A. The early perspectives on Law and Geography: Regional Legal Studies
and Impact Analysis
The idea that geographical factors interact with law and the legal systems is not new
to legal theorists. Comparative legal studies and the sociology of law have been
were two of the first schools of thought that were concerned with the dynamics
between law and geography (Economides et al., 1986, p. 163). One of the first to
emphasize the relation between law and geography was Montesquieu, who showed
a clear r concern with the impact of climate on the development and configuration of
legal systems (1748, Chapters XIII–XVIII). This concern maintained itself during the
20th century, when early comparativists and sociologists of law –such as John H.

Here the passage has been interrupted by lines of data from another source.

PR #2947, opened 2025-10-16
Don't lint T and F if followed by `[`

### LINKED ISSUE #2944: T_and_F_symbol_linter seems too eager
The linter flags cases in which a variable is called `T`:
```
style: [T_and_F_symbol_linter] Use TRUE instead of the symbol T.
    main = expression(paste0(T[n], ",", T[x], " curves")),
```

In this specific case, perhaps the linter should notice the presence of `[`, which makes it unlikely that `T` referred to `TRUE`.

mcol:
Fixes #2944.

### DIFF
--- a/R/with.R
+++ b/R/with.R
@@ -92,6 +92,9 @@ modify_defaults <- function(defaults, ...) {
 #' }
 #' @export
 linters_with_tags <- function(tags, ..., packages = "lintr", exclude_tags = "deprecated") {
+  if (missing(tags)) {
+    cli_abort("{.arg tags} was not specified. Available tags: {available_tags()}")
+  }
   if (!is.character(tags) && !is.null(tags)) {
     cli_abort("{.arg tags} must be a character vector, or {.code NULL}, not {.obj_type_friendly {tags}}.")
   }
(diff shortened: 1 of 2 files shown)


R/T_and_F_symbol_linter.R
```diff
@@ -36,7 +36,7 @@ T_and_F_symbol_linter <- function() { # nolint: object_name.
     (text() = 'T' or text() = 'F')
     and not(parent::expr[OP-DOLLAR or OP-AT])
     and (
-      not(ancestor::expr[OP-TILDE])
+      not(ancestor::expr[OP-TILDE or OP-LEFT-BRACKET])
```
MichaelChirico: let's catch `[[` too

MichaelChirico: Also, I don't think this should be on the `anchestor::` axis -- please add a test like

```
x[, cols, drop = F]
```

mcol: I've addressed your comments to the best of my XPath knowledge. Feel free to take over if the query can be better formulated.  :)

tests/testthat/test-T_and_F_symbol_linter.R
```diff
@@ -32,6 +34,8 @@ test_that("T_and_F_symbol_linter blocks disallowed usages", {
   expect_lint("DF$bool <- T", msg_true, linter)
   expect_lint("S4@bool <- T", msg_true, linter)
   expect_lint("sum(x, na.rm = T)", msg_true, linter)
+  expect_lint("x[T]", msg_true, linter)
```
MichaelChirico, line 37: Great test. Indeed using `T` (as `TRUE`) to index a vector is valid, and we'd be better off linting it as here.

Wigmore, Eugin Ehrlich, and Nicholas Timasheff—considered space as a variable
to be considered when trying to explain legal variation, even getting to propose the
use of geographic methods over ethnology or legal history to analyse these
variations (Economides et al., 1986, p. 164). These approaches were furthered with
the works of René David and his pioneer work on legal cultures, that were
characterized by a non-deterministic approach (Economides et al., 1986, p. 165).
Concepts such as “geojurisprudence” –that is concerned with the distribution of laws,
legal systems and land (Easterly III, 1977, p. 210)— also came forward within these
approaches, but it did not go far beyond the insights proposed by René David as it
focus: “…almost exclusively on mapping the global distribution of legal systems
without attempting to produce an ecology of law which could clarify the processes
by which law interacts with the physical and human environment” (Economides et
al., 1986, p. 165).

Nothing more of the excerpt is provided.